REQUIREMENT
How many lines in these records hold the string "preview"? Reply with the number alone.

RECORDS PROVIDED

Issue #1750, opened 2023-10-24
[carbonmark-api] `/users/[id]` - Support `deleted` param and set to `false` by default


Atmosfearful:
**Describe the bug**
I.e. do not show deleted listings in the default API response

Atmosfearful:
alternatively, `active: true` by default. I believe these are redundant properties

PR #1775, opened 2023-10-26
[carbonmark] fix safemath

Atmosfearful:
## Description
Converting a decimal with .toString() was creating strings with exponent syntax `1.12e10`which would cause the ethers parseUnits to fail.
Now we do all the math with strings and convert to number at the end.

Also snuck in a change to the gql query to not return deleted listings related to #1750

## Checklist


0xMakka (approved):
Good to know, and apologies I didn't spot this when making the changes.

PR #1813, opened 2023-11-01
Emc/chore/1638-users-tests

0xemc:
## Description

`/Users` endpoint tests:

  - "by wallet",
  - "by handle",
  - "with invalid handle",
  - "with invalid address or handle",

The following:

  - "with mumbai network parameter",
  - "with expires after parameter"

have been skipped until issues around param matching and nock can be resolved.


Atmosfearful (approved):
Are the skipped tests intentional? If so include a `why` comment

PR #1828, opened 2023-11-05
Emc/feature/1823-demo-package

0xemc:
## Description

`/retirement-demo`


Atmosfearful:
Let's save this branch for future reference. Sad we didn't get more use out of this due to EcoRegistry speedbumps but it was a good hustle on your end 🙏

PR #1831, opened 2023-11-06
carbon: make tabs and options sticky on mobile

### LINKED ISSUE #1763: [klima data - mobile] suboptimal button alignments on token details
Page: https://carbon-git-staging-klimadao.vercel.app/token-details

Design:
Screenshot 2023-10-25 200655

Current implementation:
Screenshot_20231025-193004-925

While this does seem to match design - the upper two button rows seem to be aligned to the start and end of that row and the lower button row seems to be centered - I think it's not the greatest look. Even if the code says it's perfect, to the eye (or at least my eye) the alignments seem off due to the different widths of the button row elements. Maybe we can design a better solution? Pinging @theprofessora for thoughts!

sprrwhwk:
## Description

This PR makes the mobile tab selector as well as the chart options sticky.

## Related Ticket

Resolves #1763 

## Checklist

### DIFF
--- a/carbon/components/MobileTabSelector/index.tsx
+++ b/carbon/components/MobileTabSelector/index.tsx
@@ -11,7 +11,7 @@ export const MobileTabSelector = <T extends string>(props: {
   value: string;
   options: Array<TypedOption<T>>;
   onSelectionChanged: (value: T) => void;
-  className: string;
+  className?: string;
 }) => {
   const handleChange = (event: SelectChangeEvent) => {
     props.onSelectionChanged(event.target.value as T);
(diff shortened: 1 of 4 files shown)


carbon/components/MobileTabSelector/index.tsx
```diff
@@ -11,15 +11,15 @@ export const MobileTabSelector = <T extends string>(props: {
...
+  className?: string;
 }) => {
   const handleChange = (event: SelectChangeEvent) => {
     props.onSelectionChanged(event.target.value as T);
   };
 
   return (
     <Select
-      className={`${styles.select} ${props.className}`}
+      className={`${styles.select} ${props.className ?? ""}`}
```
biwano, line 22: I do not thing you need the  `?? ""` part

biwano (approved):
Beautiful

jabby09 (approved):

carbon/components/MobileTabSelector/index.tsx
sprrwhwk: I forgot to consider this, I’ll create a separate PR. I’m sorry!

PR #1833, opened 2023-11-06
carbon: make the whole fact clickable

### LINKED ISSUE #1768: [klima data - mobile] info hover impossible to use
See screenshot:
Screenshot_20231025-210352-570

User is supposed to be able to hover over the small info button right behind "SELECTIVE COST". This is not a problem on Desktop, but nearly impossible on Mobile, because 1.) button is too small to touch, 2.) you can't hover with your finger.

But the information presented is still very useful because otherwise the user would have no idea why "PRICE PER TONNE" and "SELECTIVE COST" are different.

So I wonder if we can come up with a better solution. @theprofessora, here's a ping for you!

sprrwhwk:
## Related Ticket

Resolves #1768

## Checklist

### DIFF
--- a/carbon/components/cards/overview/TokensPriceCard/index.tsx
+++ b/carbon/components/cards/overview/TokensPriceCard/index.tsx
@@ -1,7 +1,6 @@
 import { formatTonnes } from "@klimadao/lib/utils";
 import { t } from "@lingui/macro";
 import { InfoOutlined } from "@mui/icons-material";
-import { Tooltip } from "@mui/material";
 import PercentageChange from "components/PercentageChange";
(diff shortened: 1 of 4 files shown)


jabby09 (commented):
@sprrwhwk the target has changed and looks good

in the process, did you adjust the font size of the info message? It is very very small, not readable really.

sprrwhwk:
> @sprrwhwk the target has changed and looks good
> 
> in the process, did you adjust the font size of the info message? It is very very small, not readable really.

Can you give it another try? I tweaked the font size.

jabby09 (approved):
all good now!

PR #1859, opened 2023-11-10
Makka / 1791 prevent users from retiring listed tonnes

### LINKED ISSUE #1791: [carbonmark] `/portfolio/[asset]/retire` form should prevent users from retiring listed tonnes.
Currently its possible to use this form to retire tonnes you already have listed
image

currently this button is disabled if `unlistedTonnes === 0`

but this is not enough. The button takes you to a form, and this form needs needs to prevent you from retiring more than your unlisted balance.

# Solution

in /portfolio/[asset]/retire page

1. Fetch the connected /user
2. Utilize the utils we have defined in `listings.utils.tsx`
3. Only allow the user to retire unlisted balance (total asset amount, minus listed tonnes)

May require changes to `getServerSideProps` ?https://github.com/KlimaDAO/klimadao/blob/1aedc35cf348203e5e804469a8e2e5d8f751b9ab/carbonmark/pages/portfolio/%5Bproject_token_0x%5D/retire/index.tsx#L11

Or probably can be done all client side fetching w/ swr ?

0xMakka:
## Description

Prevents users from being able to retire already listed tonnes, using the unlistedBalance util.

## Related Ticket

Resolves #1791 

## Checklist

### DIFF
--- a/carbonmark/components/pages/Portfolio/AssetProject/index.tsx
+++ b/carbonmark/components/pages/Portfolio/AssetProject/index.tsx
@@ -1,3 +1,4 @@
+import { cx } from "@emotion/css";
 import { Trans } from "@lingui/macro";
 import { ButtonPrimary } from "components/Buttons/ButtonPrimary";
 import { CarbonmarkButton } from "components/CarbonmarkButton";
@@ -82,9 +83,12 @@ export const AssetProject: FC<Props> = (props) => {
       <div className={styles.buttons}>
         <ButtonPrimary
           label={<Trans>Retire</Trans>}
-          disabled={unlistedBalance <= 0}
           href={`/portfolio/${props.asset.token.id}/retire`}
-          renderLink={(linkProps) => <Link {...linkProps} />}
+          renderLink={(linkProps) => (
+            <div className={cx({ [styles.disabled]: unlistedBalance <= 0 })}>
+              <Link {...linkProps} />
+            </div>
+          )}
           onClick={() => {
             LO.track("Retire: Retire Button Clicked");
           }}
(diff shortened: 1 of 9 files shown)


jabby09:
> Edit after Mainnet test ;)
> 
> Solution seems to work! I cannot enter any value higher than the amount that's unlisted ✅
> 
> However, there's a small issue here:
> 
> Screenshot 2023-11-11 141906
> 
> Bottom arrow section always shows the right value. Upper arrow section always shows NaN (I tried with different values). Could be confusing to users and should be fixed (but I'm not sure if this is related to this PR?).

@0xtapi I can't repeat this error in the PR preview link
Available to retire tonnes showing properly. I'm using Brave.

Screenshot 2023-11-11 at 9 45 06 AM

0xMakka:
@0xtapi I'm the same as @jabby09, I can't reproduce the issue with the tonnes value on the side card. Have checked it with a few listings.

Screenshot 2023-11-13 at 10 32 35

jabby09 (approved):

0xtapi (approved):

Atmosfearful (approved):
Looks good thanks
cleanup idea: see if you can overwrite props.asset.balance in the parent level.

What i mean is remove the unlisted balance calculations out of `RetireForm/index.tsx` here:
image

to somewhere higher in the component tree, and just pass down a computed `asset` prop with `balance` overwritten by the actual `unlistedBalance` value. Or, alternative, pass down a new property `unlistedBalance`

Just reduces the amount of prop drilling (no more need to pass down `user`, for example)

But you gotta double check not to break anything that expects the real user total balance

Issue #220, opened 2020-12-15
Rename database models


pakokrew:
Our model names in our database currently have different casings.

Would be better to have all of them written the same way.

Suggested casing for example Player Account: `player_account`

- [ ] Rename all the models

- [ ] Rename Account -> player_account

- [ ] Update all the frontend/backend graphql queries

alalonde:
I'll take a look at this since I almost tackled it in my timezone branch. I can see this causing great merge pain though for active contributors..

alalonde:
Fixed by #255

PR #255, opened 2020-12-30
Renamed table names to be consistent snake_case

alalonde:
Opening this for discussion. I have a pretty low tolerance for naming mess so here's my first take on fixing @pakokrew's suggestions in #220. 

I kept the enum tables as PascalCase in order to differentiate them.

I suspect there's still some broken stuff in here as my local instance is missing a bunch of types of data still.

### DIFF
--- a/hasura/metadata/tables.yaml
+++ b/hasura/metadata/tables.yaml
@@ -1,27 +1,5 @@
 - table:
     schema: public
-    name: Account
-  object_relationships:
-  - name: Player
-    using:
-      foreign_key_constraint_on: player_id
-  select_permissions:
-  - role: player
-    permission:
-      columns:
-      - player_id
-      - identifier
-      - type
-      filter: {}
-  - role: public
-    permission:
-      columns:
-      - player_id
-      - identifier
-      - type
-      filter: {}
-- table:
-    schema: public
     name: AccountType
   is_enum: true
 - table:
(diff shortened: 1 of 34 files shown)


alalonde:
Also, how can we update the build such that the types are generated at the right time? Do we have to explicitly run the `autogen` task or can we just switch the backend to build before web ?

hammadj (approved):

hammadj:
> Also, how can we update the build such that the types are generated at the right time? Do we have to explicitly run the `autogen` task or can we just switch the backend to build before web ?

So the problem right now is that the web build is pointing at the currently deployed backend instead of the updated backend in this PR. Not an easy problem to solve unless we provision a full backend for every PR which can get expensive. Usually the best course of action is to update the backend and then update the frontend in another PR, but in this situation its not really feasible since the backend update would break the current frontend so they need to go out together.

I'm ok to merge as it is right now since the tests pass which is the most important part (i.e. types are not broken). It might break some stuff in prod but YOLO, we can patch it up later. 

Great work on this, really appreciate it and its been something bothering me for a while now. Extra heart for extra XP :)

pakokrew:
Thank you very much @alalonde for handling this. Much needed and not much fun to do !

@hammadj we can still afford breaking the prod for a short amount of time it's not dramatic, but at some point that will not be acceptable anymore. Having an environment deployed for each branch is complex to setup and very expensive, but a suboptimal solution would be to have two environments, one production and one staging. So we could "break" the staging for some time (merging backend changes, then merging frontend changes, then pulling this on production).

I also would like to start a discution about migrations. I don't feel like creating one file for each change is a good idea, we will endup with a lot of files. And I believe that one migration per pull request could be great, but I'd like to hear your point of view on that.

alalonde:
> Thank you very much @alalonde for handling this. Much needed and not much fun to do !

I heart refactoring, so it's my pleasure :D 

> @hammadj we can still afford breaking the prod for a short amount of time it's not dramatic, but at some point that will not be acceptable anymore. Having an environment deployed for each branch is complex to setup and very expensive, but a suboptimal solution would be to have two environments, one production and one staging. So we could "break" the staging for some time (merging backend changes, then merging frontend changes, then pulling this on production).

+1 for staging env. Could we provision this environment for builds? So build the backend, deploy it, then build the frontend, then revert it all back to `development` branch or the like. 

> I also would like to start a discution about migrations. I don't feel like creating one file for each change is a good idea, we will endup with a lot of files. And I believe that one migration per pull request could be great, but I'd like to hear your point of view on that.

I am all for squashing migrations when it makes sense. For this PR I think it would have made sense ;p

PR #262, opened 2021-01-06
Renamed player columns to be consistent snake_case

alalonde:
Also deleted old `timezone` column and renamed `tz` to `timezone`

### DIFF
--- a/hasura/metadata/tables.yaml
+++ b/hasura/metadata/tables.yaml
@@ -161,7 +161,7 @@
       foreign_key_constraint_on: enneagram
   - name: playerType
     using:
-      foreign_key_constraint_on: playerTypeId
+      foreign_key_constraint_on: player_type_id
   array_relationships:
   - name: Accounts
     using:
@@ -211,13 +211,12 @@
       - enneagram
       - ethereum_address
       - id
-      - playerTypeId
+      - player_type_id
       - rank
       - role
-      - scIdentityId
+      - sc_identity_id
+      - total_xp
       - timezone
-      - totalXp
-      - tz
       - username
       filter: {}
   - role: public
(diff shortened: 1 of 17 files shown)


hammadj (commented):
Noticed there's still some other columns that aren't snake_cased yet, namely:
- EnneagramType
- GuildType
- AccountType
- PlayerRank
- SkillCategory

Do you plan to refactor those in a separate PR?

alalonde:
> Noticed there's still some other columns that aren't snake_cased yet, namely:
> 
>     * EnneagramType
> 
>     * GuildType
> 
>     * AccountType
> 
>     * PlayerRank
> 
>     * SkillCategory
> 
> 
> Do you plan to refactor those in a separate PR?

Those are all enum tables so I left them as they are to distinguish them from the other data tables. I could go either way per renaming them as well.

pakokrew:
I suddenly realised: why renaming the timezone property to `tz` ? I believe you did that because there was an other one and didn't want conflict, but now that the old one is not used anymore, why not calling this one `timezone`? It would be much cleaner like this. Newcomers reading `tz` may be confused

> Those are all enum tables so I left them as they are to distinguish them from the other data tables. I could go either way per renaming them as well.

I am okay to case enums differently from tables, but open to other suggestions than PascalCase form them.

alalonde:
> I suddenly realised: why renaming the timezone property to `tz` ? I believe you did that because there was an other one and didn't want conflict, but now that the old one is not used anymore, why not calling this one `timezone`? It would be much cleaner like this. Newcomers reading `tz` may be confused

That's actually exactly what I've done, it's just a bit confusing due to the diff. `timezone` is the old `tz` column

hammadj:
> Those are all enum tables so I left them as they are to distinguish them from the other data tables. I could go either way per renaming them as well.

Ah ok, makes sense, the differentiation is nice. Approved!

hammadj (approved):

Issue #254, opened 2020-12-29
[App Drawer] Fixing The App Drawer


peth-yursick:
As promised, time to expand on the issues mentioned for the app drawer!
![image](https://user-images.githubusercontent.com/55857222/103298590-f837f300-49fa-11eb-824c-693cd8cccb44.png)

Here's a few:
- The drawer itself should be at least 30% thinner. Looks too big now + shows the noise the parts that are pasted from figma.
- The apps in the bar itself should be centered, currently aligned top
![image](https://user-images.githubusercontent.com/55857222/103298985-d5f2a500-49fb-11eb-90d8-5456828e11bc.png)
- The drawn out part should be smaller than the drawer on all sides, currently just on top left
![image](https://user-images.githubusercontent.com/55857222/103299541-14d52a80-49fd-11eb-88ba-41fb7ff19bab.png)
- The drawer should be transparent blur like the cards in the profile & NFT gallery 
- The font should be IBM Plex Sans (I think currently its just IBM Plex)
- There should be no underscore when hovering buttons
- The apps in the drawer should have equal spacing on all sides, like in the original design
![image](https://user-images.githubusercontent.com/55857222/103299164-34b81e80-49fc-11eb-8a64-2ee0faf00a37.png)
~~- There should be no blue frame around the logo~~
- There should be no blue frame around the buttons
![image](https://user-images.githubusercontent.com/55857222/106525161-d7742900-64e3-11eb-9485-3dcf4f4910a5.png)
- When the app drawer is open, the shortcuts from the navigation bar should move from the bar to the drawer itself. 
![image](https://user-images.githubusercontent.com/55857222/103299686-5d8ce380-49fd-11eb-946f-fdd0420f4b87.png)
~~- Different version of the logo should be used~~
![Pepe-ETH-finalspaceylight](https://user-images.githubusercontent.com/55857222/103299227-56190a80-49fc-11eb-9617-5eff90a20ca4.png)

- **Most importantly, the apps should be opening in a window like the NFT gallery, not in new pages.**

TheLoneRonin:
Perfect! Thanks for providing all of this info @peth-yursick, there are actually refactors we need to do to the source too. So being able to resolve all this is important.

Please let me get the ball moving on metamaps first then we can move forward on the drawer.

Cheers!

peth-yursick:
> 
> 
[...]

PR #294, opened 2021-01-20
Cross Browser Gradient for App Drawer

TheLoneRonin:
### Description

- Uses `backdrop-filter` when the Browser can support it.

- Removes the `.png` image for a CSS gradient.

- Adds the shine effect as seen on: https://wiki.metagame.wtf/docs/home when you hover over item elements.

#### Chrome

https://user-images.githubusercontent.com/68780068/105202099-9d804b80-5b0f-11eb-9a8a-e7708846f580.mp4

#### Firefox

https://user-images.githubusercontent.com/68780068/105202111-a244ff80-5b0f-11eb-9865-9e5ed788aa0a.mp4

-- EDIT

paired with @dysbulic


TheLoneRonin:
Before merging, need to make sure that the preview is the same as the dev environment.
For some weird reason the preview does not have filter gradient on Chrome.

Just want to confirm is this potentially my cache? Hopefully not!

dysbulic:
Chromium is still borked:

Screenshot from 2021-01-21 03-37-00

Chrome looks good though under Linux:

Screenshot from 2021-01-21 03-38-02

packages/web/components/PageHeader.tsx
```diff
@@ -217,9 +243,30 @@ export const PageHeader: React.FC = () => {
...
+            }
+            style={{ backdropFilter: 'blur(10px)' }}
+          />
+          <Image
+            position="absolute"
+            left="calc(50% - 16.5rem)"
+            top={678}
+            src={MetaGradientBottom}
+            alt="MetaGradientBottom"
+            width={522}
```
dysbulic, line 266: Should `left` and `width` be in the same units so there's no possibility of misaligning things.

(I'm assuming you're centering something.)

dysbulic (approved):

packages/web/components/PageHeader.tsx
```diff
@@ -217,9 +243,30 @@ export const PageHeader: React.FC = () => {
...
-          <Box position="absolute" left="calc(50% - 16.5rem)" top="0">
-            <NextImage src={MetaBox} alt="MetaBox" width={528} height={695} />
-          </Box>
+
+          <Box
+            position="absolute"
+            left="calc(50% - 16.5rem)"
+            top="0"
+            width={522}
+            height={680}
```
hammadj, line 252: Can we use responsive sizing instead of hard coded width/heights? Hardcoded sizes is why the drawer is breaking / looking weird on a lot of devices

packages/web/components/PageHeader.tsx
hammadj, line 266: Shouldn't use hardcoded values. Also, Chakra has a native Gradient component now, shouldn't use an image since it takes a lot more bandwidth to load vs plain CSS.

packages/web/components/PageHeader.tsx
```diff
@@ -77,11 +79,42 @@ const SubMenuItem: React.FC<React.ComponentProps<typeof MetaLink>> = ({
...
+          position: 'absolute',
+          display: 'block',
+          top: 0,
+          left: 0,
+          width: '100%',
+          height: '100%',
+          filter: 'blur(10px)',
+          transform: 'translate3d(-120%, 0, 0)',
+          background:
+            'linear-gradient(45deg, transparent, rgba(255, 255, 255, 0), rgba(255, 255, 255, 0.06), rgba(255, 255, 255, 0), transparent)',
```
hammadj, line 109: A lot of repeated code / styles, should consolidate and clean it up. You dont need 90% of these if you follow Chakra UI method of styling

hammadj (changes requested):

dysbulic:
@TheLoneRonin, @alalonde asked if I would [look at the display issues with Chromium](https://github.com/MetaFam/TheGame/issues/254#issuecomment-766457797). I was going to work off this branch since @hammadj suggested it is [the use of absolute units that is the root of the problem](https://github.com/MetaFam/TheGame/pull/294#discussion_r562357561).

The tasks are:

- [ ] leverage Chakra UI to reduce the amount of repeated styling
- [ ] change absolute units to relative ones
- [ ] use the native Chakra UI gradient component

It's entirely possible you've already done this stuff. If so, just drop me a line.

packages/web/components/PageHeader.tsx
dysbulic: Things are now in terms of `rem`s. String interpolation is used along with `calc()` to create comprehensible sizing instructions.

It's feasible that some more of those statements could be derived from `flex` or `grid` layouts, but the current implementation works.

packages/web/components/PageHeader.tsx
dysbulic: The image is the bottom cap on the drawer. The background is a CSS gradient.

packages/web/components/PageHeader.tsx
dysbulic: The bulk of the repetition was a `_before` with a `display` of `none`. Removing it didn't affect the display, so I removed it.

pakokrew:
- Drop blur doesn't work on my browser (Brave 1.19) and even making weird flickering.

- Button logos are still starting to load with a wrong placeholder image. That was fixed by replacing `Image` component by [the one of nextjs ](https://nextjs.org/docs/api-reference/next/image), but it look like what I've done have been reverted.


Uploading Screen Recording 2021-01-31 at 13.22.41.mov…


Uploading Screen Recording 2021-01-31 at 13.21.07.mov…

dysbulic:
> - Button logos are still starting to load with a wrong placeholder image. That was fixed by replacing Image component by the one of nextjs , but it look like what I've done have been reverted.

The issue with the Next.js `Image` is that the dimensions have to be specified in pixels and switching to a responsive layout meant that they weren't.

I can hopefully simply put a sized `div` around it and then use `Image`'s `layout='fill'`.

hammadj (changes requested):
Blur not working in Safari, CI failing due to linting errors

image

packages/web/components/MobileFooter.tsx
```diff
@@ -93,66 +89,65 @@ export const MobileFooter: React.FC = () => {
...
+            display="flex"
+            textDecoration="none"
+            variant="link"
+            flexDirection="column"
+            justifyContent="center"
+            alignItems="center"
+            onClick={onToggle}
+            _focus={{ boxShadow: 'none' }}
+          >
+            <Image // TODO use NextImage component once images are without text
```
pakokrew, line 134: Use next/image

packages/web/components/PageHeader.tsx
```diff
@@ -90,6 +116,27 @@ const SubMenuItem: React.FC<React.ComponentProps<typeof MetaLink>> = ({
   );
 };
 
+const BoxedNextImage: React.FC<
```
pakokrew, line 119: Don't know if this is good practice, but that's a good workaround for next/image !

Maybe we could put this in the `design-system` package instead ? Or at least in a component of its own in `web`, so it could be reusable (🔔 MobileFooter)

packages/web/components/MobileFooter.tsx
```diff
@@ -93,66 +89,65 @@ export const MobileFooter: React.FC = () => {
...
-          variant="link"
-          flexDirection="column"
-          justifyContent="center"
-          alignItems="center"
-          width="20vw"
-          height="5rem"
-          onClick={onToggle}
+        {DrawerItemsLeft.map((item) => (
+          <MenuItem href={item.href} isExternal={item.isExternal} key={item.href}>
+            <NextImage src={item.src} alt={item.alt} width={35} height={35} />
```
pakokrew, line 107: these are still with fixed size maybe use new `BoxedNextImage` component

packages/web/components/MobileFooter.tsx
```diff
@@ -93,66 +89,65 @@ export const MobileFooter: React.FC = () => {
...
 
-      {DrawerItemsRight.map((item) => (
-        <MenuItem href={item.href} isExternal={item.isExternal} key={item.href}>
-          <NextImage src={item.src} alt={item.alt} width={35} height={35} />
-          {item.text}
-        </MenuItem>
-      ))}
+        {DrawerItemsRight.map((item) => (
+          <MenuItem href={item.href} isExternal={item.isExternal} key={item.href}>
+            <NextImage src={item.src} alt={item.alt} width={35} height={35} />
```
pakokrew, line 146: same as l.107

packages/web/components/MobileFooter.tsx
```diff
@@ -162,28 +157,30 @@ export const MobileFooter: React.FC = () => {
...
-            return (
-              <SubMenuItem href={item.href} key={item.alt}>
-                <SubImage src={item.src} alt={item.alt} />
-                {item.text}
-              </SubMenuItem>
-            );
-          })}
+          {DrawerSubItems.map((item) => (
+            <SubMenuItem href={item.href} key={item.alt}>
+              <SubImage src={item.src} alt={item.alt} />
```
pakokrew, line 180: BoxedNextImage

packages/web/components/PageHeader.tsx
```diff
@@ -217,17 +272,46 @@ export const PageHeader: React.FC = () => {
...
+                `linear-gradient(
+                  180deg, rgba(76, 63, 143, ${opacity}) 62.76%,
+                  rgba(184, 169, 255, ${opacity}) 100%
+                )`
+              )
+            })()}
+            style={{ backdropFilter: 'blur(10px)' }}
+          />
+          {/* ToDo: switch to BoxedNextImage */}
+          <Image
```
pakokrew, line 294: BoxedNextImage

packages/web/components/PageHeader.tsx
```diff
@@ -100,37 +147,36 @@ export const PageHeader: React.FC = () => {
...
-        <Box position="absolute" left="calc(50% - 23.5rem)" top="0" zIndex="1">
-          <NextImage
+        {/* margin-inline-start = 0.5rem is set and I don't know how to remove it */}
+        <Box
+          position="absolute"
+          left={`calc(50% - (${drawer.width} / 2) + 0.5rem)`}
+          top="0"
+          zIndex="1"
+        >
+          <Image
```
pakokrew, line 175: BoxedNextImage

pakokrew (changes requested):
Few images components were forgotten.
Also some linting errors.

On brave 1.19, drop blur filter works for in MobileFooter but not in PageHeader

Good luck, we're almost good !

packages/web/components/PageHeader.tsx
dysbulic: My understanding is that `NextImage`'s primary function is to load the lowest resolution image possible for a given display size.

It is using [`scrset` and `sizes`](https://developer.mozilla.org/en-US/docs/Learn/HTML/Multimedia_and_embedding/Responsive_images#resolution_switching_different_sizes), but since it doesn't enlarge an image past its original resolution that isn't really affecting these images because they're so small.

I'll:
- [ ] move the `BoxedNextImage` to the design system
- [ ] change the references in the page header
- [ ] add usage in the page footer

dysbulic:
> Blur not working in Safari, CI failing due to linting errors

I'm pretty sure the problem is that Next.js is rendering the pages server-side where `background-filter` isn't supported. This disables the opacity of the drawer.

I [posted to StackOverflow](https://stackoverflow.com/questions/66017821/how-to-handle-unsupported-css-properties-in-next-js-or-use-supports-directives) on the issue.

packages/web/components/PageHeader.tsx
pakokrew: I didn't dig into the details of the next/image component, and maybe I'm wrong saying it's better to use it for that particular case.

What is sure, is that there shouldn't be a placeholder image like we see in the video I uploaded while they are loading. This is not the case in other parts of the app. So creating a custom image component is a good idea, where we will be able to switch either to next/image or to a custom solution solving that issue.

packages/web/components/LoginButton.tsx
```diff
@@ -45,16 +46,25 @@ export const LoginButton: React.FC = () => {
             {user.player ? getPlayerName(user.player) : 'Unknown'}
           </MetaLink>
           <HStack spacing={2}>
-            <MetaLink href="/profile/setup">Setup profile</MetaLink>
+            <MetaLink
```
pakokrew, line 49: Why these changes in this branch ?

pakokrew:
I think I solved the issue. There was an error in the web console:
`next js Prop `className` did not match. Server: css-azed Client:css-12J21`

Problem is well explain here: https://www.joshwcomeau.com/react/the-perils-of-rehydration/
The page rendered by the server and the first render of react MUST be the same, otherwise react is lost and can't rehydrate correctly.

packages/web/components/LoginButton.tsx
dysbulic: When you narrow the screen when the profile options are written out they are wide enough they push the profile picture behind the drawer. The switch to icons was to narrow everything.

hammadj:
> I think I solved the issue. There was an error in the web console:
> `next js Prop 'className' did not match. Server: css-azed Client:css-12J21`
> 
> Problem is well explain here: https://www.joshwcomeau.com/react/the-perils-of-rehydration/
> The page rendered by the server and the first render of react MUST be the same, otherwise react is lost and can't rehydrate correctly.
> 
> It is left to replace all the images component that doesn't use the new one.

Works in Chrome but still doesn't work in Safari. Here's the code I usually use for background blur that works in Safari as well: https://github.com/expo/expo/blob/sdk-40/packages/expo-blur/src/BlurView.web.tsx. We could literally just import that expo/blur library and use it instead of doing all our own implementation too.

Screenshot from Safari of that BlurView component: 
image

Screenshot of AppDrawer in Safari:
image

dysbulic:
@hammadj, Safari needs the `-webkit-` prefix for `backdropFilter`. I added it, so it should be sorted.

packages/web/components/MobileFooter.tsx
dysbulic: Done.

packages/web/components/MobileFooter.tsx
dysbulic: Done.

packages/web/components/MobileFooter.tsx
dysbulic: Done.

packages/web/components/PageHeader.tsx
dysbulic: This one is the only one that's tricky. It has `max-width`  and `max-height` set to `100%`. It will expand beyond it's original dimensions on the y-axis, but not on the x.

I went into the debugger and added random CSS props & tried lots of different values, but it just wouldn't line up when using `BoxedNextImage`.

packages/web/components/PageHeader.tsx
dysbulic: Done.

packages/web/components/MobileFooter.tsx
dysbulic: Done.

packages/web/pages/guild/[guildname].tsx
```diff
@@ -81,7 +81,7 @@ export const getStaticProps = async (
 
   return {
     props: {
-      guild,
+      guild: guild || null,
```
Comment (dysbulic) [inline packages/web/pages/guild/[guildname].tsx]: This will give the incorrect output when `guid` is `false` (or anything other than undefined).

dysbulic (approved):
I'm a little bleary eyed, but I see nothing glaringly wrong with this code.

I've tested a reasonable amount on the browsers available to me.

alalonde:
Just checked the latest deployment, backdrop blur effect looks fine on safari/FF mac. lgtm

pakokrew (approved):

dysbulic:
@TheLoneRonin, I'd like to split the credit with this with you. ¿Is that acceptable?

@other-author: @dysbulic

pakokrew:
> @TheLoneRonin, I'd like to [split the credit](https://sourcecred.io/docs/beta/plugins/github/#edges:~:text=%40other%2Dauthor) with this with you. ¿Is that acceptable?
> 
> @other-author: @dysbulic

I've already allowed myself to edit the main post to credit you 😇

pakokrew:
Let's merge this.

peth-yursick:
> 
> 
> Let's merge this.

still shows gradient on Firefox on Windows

RESULT OF THIS EXERCISE
3